The only way this makes sense to me is as a metaphor for open individualism.
Open individualism
Open individualism is the metaphysical claim (so, a claim that cannot have a truth value) that there is only one subject, who is everyone at all times, in the past, present and future. The story that there is only soul that gets reincarnated into all lives is an open individualist story. The story that the universe was created as a playground by a bored lonely god to to play out conflict against herself is another one.
I have a confession: I like open individualism a lot. I wouldn’t it be seeing it in a random TV show and writing a review justifying this absurd reach if I didn’t. Open individualism just feels right to me. I don’t think I literally believe it’s true – and/or I don’t know what it would mean to believe it, since a metaphysical belief definitionally does not have physical implications, and I think beliefs are for dealing with the physical world.
But when I first heard about it I suddenly understood the moral draw some people feel to Christianity, which is a religion that has never stirred me. I’ve never felt attracted to the metaphysical belief in a Great Policeman Who Makes All The Consequences Once You’re Dead. My feelings mirror Frans de Waal’s:
I have heard people echo Dostoevsky’s Ivan Karamazov, exclaiming, “If there is no God, I am free to rape my neighbor!”
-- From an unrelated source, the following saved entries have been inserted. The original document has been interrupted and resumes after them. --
PR #783, opened 2022-11-10
Use fallback_version in repos when git/hg is not available.

### LINKED ISSUE #549: Use fallback_version if SCM isn't found
I'm in some situation (testing my package in Docker) where git isn't available, and thought I could just use `fallback_version` argument, but it turns out I still get an exception `OSError: 'git' was not found`. 

I found I can overcome this by defining the `SETUPTOOLS_SCM_PRETEND_VERSION` environment variable, but I thought it would be easier to use `fallback_version` in this case as well?

I'm not sure I understood the different cases where one should use `SETUPTOOLS_SCM_PRETEND_VERSION` or `fallback_version`?

anntzer:
Closes #549.

### DIFF
--- a/testing/test_basic_api.py
+++ b/testing/test_basic_api.py
@@ -98,6 +98,24 @@ setup(use_scm_version={"fallback_version": "12.34"})
     assert res == "12.34"
 
 
+@pytest.mark.parametrize("scm", ["git", "hg"])
+def test_fallback_scm_absent(
+    scm: str, tmp_path: Path, monkeypatch: pytest.MonkeyPatch
+) -> None:
+    monkeypatch.delenv("SETUPTOOLS_SCM_DEBUG")
+    p = tmp_path / "sub/package"
+    p.mkdir(parents=True)
+    p.joinpath("setup.py").write_text(
+        """from setuptools import setup
+setup(use_scm_version={"fallback_version": "12.34"})
+"""
+    )
+    monkeypatch.setenv("PATH", "")
+    p.joinpath(f".{scm}").mkdir()
+    res = do([sys.executable, "setup.py", "--version"], p)
+    assert res == "12.34"
+
+
 def test_empty_pretend_version(tmp_path: Path, monkeypatch: pytest.MonkeyPatch) -> None:
     monkeypatch.delenv("SETUPTOOLS_SCM_DEBUG")
     monkeypatch.setenv("SETUPTOOLS_SCM_PRETEND_VERSION", "")
--- a/CHANGELOG.rst
+++ b/CHANGELOG.rst
@@ -1,4 +1,9 @@
 
+next
+====
+
+* fallback_version is also used in repositories if the corresponding SCM command is not available
+
 v7.0.5
 =======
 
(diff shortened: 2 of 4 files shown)


testing/test_basic_api.py
```diff
@@ -98,6 +98,22 @@ def test_fallback(tmp_path: Path, monkeypatch: pytest.MonkeyPatch) -> None:
     assert res == "12.34"
 
 
+def test_fallback_scm_absent(tmp_path: Path, monkeypatch: pytest.MonkeyPatch) -> None:
```
RonnyPfannschmidt: The test is deceptively incomplete as it mixes error and fallback conditions

We should trigger the fallback on error when the scm is missing

I'll have to check out the details on when to fail

RonnyPfannschmidt (changes requested):

testing/test_basic_api.py
anntzer: Sorry, it is not clear to me why you are unhappy about the test.
If it is that .git/.hg are not real repos, I can change that.  The main point of the test is actually that making PATH empty means that subprocess.Popen will not find the git/hg executables and thus fail with a FileNotFoundError; i.e. the test behaves as if git/hg are not installed.

RonnyPfannschmidt: its not the problem that its not real repos

the problem is that the tests exercises both of them at once when setuptools_scm for the normals scm finding should more directly fail

so this should be 2 tests, one or each scm

also the scm version extraction should fail with an error and be handled instead of pretending nothing was found

the errors should bubble and be handled instead of being hidden

anntzer: > so this should be 2 tests, one or each scm

Sure, I changed that, no problem.

> also the scm version extraction should fail with an error and be handled instead of pretending nothing was found
> the errors should bubble and be handled instead of being hidden

I thought that the behavior requested in #549 was that if the git/hg command is not present *and* fallback_version is set, then use fallback_version, instead of erroring out.  (Certainly, that is the behavior that *I* would prefer.  Perhaps @CharlesB2 can confirm whether that's also what he's asking for?)

RonnyPfannschmidt: the scm version finding has to fail, the failure however needs to be handled so that the fallback can happen

anntzer: AFAICT from
https://github.com/pypa/setuptools_scm/blob/a70d44b5621770a4d4868057a9a1503ab7ac952b/src/setuptools_scm/_entrypoints.py#L65-L69
returning None (or another falsy value) *is* the way for a version finder to fail.

RonnyPfannschmidt: That's for not finding a version, when stuff is broken, there's need for actual errors

anntzer: I don't understand what mechanism you want me to use, then.  Note that fallback_version is currently implemented as a normal entrypoint version finder, which just happens to have lowest priority and always work.
An alternative approach would be instead to special-case fallback_version and fall back to it if none of the other entrypoints succeed; I can do that if you prefer.

RonnyPfannschmidt: parse_scm is a different entrypoint than parse_scm_fallback

anntzer: I can see that (and can move fallback_version to the parse_scm_fallback EP if you prefer), but note again that prior to this PR nothing would catch exceptions raised by the setuptools_scm.git.parse EP and that exception would immediately bubble out; I still don't understand where you want me to handle that exception.

RonnyPfannschmidt:
Superseded BZ #901 which uses a different approach

PR #787, opened 2022-11-20
Apply refurb suggestions

DimitriPapadopoulos:
* [FURB123]: Replace `int(x)` with `x`
* [FURB131]: Replace `del x[y]` with `x.pop(y)`


RonnyPfannschmidt:
thanks

PR #792, opened 2022-12-05
Clarify pip+git install example

max-len:
The example does not clarify how to install a specific revision with the required method.


RonnyPfannschmidt (changes requested):
The updated example would break for any repo that started with or updated to the main branch name

max-len:
Well, it is an example for this specific case: The revision name is already given known, when coming from the old syntax.
IMO it should map `old syntax with $var` to `new sytnax with $var` rather than to `new syntax` (implicit var).

One might omit the revision to check out the repo's HEAD. This could be marked with square braces in the example, would you go with that?

PR #803, opened 2023-02-10
Allow Custom Version Scheme Outside setup.py (resolves #781)

### LINKED ISSUE #781: Using a custom version_scheme outside setup.py
setuptools_scm allows to use a custom version_scheme function. When not using `setup.py` this needs to be an entry-point name. However, this doesn't work logically. When the project is installed (e.g. `pip install -e .`), setuptools asks setuptools_scm for the version tp install the project. But the project is not installed at that point and therefore the entry point is not accessible. Then, the install will fail due to `assert main_version is not None`.
Can you please check how to solve this chicken-egg issue?

One idea - Support qualified names: Instead of an entry-point give the qualified name to a function and setuptools_scm will execute it

schang412:
Currently, there is no way to specify a custom version_scheme if you are not using setup.py. When provided a string that does not match the name of a valid entrypoint, the main version is assigned `None` and fails the assert. 

This patch provides a method to specify a qualified name for a function using the same syntax as an console script entrypoint:

```toml
[tool.setuptools_scm]
version_scheme = "my_module.my_file:my_custom_version_scheme_func"
local_scheme = "my_module.my_file:my_custom_local_scheme_func"
```

In order to accomplish this, when going through the available version schemes, if no version scheme is found, it treats the string as a qualified function name, and tries to load it using `importlib.metadata.EntryPoint`. If this does not lead to a valid function, it will maintain current behavior.


RonnyPfannschmidt:
Thanks for having a look at this

I'll have to investigate how that would integrate with the delayed simplify_types branch

schang412:
Looking at the branch in your fork, it seems like the changes just need to be moved to a different file. If you'd like, after merging simplify_types, I can update my PR to reflect the changes necessary.

RonnyPfannschmidt:
I'll enable that

I intend to completely change how version schemes work, so people can pick and choose them with extra configuration instead of dropping into functions most of the time

RonnyPfannschmidt:
its merged, please have a look

schang412:
Hi, I updated my branch. Please let me know if there’s any issues or anything I should change.

RonnyPfannschmidt (commented):
One item that's missing is a unit or acceptance test for the behaviour

schang412:
Sure, I can make one. Is testing/test_config.py the most appropriate place?

RonnyPfannschmidt:
Most likely for now

testing/test_version.py
```diff
@@ -214,6 +214,15 @@ def test_format_version_schemes() -> None:
     )
 
 
+def test_custom_version_schemes() -> None:
+    version = meta("1.0", config=c)
+    format_version(
+        version,
+        local_scheme="no-local-version",
+        version_scheme="setuptools_scm.version:guess_next_dev_version",
```
RonnyPfannschmidt: we should pick a non-default version scheme and check that it is actually used

schang412:
Hi, I updated it to use a non-default version scheme, and merged the latest main branch in but some tests are failing for windows now. I'm not sure why. Curiously, one of the Windows tests passed.

RonnyPfannschmidt (approved):
Thanks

Perhaps it’s just me, but I am wary of any persons whose belief system is the only thing standing between them and repulsive behavior. Why not assume that our humanity, including the self-control needed for a livable society, is built into us? Does anyone truly believe that our ancestors lacked social norms before they had religion? Did they never assist others in need, or complain about an unfair deal?
But in open individualism I found a metaphysical belief that sort of made my preexisting moral intuitions sort of snap into place, like it was something that was natural to be true for me to feel about the world as I did. It turns out I’m not so different from people who find it easier to be nice if they think some nondisprovable god is going to punish them after death if they aren’t nice: I find it easier to be nice if I think that in some nondisprovable way I am dealing with myself.
When I think of what kind of media one might end up generating about open individualism (even if it’s not overt), “there’s a new procedure that spins up a version of yourself, and for some reason everyone in-universe thinks that version is totally different and can be mistreated/exploited/ignored” would be one on-the-nose way to do it.
The show says:
“Isn’t it ridiculous/evil that the protagonists think that the person they want to offload their dirty work, or their public image, or their emotional problems to is a different person?”
And this is a less dumb, boring question once you take the open individualist lens.